[Opening Records for processing section]

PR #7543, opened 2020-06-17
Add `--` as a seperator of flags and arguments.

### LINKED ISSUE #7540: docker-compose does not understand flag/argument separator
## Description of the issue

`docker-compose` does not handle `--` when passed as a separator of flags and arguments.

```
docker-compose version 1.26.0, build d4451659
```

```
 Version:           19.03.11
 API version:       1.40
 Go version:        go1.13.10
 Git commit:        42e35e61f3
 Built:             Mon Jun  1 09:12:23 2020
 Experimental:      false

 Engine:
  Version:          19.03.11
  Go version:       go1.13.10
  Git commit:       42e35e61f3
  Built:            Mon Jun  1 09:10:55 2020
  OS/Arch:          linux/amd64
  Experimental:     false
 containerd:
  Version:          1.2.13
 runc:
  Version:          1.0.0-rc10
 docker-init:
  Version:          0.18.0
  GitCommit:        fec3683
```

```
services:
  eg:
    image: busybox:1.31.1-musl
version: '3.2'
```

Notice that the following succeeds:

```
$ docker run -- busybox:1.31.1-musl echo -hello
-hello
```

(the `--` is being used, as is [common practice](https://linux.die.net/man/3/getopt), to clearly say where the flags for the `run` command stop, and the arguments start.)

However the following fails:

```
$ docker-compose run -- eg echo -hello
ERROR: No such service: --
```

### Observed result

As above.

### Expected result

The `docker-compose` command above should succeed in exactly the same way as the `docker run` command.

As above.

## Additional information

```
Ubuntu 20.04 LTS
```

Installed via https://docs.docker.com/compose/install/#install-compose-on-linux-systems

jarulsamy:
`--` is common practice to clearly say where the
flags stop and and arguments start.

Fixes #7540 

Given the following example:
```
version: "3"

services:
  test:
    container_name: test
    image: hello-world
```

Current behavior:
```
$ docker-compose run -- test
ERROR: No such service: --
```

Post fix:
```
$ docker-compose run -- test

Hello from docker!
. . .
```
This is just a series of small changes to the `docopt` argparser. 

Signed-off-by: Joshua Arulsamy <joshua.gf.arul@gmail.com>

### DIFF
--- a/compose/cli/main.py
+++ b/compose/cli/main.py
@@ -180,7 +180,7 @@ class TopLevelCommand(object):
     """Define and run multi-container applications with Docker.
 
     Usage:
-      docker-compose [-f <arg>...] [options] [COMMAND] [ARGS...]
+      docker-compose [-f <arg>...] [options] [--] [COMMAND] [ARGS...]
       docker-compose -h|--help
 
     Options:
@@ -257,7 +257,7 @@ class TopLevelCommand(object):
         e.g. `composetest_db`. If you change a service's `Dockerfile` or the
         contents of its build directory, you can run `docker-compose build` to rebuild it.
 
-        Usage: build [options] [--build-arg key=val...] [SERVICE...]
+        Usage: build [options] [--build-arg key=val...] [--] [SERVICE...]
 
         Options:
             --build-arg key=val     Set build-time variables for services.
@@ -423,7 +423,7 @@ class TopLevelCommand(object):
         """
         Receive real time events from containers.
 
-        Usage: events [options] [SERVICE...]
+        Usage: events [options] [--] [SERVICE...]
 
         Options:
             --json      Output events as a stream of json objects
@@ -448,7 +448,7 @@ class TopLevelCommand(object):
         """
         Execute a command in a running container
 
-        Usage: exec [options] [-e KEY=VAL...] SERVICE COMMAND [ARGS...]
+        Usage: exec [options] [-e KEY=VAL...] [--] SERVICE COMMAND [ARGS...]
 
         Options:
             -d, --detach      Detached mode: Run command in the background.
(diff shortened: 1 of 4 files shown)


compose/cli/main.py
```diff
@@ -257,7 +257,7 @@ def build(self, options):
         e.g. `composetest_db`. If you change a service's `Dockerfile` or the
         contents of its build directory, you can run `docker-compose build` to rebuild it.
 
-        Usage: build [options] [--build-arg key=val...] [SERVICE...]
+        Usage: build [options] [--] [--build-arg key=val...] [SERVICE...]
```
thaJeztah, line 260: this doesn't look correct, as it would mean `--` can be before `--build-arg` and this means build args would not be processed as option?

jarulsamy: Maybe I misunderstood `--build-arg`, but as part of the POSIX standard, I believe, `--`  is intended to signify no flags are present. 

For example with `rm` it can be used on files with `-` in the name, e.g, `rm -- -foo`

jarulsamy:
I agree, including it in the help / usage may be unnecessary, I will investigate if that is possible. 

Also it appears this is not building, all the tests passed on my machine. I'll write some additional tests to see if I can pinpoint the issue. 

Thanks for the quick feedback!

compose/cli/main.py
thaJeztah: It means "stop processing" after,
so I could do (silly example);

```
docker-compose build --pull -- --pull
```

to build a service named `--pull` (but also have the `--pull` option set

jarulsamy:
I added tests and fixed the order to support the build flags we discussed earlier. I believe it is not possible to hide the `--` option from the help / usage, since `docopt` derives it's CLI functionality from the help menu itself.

[Closing Records for processing section]
[Opening Records for processing section]

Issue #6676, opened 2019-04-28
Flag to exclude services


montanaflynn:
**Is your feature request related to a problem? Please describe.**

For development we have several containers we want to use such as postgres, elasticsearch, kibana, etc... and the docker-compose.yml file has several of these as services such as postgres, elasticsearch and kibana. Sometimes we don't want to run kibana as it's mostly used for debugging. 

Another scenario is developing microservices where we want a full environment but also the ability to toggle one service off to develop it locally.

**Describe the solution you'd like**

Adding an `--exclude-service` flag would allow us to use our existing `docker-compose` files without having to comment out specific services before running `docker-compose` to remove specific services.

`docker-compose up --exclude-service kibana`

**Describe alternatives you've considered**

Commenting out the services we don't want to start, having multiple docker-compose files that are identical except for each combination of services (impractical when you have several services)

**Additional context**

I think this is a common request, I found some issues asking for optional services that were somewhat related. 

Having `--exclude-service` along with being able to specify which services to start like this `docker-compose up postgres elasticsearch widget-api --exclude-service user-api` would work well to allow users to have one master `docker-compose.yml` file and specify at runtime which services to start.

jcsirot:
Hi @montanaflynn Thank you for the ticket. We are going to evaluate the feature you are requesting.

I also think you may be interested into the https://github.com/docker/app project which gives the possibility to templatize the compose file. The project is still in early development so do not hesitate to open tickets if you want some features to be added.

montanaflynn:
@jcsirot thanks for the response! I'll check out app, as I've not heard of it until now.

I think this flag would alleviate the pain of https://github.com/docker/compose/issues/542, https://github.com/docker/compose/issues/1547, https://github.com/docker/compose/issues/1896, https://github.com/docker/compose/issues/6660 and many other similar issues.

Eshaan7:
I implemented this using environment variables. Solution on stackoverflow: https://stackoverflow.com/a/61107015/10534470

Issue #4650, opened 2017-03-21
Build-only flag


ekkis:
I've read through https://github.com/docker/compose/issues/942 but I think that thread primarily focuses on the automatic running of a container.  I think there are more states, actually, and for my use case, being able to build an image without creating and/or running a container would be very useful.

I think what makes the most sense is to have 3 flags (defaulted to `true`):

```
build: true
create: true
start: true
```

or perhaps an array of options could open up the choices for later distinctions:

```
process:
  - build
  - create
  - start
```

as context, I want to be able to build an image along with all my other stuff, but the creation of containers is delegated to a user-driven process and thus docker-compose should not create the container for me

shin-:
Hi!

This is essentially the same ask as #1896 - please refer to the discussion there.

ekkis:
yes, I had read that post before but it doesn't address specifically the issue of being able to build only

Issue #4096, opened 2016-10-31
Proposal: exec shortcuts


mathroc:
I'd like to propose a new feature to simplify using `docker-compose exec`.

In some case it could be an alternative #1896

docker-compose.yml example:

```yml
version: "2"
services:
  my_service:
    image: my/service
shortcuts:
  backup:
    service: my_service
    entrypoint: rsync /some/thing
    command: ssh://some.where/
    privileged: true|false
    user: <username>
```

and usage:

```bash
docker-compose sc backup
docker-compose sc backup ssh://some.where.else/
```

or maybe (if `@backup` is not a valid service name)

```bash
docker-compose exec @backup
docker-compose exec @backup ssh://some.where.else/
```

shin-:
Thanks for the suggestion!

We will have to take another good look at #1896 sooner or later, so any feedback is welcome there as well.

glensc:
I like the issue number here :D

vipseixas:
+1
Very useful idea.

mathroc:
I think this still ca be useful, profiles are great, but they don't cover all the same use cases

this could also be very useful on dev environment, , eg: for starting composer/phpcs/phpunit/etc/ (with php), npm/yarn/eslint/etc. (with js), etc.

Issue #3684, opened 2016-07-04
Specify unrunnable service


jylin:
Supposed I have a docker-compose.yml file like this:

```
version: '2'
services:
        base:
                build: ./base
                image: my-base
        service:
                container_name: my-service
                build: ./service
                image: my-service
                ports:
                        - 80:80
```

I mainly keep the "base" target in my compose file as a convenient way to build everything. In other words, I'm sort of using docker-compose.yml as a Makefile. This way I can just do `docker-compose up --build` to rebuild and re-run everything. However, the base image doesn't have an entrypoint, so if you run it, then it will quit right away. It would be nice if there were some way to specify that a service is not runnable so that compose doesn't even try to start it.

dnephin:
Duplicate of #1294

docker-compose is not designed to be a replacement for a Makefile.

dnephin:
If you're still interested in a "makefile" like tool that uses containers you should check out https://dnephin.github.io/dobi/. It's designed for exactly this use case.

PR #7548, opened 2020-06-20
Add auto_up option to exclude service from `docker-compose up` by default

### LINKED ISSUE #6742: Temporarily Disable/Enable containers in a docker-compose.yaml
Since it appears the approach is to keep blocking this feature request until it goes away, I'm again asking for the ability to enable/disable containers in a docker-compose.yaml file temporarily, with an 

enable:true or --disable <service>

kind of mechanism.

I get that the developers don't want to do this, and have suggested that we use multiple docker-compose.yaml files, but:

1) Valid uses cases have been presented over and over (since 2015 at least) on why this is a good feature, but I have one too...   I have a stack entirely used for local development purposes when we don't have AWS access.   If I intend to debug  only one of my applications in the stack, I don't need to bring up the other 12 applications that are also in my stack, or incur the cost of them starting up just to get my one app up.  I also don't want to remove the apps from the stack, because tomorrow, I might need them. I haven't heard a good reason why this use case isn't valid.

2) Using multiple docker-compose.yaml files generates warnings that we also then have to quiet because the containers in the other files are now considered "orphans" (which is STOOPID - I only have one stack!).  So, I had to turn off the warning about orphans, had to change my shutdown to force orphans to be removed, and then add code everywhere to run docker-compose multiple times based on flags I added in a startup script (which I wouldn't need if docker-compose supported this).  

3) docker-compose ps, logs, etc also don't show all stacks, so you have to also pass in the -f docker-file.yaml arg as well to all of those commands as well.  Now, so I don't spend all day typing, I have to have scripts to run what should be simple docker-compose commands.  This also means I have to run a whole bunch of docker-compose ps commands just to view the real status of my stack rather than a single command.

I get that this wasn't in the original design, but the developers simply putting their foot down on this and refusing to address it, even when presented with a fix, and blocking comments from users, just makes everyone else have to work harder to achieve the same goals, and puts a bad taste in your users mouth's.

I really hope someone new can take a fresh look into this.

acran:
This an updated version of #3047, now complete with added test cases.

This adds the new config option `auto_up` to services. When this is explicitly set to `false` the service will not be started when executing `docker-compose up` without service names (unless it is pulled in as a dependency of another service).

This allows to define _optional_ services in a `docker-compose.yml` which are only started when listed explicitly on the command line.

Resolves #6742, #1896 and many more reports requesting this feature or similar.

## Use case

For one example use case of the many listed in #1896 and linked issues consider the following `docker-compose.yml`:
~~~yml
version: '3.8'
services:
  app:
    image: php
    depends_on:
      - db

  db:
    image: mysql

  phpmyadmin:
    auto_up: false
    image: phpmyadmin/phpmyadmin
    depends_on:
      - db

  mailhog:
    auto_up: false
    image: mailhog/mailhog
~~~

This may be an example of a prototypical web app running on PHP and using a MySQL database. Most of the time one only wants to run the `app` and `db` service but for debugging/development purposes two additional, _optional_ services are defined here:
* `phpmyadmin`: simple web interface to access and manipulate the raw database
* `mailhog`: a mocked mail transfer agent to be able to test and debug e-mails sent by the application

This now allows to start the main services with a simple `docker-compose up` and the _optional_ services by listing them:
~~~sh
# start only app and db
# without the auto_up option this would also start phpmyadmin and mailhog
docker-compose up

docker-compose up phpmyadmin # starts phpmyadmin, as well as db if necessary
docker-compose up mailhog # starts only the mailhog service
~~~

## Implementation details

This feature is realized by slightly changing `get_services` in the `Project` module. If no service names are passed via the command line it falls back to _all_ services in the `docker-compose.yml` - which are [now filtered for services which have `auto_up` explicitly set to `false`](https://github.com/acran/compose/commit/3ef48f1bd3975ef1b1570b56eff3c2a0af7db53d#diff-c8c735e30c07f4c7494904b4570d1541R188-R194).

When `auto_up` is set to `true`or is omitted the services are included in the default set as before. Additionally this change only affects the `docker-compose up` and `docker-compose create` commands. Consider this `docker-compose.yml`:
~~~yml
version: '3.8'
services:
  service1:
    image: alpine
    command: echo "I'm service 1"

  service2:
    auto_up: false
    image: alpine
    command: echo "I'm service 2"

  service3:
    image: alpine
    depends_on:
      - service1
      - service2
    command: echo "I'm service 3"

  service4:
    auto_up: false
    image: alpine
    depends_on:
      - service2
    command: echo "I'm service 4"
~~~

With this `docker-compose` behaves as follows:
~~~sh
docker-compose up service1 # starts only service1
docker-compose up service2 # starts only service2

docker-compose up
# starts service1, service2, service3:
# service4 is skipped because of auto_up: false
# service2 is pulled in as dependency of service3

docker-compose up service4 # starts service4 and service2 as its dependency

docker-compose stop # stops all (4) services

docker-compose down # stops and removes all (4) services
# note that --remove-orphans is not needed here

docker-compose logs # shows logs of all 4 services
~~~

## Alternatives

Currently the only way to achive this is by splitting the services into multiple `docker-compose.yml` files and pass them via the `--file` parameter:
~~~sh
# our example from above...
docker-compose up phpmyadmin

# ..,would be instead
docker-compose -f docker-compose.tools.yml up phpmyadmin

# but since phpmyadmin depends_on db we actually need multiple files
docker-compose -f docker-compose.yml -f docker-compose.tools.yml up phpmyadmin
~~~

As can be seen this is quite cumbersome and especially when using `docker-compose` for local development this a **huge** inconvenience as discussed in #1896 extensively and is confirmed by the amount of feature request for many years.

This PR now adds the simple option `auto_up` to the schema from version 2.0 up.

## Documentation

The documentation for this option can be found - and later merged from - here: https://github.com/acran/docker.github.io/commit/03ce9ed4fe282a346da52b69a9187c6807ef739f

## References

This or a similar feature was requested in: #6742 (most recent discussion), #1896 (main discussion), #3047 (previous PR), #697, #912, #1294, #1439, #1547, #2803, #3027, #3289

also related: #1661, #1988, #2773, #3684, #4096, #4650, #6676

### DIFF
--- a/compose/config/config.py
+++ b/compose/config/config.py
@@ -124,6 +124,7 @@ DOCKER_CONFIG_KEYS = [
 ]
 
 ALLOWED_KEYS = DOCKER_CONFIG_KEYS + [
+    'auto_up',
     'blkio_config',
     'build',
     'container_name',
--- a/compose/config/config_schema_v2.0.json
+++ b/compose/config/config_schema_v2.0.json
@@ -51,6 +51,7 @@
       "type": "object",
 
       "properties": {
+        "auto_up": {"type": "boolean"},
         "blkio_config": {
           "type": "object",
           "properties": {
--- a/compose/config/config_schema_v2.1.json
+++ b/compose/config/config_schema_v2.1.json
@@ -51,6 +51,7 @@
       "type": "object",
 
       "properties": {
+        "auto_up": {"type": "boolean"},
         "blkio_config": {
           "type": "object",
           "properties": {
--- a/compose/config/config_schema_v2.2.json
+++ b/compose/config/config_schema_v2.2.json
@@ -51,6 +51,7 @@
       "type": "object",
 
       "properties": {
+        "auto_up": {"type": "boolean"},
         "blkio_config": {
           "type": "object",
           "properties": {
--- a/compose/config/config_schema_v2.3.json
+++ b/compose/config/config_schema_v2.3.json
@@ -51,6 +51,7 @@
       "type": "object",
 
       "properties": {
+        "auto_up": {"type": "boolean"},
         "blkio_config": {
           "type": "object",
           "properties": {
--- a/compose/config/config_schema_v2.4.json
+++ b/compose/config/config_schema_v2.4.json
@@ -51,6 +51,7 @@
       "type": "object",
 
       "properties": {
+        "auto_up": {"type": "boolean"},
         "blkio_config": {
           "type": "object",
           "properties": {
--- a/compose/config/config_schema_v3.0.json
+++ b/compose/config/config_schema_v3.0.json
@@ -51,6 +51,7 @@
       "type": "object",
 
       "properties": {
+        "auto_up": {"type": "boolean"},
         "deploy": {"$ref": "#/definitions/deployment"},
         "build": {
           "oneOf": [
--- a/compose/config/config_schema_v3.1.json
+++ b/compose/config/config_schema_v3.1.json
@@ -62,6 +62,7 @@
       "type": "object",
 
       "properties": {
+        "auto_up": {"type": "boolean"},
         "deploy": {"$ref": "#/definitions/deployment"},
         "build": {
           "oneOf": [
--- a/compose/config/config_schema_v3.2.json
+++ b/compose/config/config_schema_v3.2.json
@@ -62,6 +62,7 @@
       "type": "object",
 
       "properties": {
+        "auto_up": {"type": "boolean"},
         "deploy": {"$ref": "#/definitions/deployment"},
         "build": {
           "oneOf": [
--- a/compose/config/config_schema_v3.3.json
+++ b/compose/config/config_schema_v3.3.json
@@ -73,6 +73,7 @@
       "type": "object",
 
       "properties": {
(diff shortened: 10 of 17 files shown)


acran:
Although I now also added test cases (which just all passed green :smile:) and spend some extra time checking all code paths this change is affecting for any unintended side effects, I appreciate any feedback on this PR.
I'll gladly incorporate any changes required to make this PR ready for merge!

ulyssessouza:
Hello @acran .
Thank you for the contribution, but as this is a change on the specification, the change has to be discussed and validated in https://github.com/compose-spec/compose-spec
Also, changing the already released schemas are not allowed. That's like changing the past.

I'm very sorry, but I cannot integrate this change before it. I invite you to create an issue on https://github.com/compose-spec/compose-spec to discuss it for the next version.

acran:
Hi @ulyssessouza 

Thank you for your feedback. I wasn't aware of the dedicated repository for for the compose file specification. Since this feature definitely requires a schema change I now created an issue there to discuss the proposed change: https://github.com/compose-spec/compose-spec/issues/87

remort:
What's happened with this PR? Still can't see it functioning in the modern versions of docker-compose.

[Closing Records for processing section]
[Opening Records for processing section]

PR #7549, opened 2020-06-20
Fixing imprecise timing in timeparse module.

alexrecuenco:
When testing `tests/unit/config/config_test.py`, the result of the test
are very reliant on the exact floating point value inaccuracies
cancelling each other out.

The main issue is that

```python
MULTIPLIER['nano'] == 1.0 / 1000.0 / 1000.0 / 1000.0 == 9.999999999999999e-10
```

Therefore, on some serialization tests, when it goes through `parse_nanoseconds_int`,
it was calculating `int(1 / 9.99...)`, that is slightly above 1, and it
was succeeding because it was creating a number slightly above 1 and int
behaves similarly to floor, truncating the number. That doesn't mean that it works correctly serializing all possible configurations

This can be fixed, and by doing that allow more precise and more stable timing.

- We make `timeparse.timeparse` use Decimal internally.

[Closing Records for processing section]

Copy out all lines above holding "keep".

Response for this exercise -
I mainly keep the "base" target in my compose file as a convenient way to build everything. In other words, I'm sort of using docker-compose.yml as a Makefile. This way I can just do `docker-compose up --build` to rebuild and re-run everything. However, the base image doesn't have an entrypoint, so if you run it, then it will quit right away. It would be nice if there were some way to specify that a service is not runnable so that compose doesn't even try to start it.
Since it appears the approach is to keep blocking this feature request until it goes away, I'm again asking for the ability to enable/disable containers in a docker-compose.yaml file temporarily, with an 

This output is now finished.